*** Provided information ***

PR #454, opened 2019-09-11
feat(pipe): added queryString property

MarquiseRosier:
https://github.com/adobe/helix-pipeline/issues/366


src/utils/openwhisk.js
```diff
@@ -66,6 +66,7 @@ function extractClientRequest(action) {
     selector: request.params.selector || '',
     url: `${reqPath}${query}`,
     rootPath: request.params.rootPath,
+    queryString: request.params.params,
```
tripodsan: according to the schema example and the [spec](https://url.spec.whatwg.org/#dom-url-search), the `queryString` property should either be empty or start with a `?`.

*** End of Provided information ***

_Work request_.
The answer must be the complete set of entries, retyped exactly.

_Your solution_.
PR #454, opened 2019-09-11
feat(pipe): added queryString property

MarquiseRosier:
https://github.com/adobe/helix-pipeline/issues/366


src/utils/openwhisk.js
```diff
@@ -66,6 +66,7 @@ function extractClientRequest(action) {
     selector: request.params.selector || '',
     url: `${reqPath}${query}`,
     rootPath: request.params.rootPath,
+    queryString: request.params.params,
```
tripodsan: according to the schema example and the [spec](https://url.spec.whatwg.org/#dom-url-search), the `queryString` property should either be empty or start with a `?`.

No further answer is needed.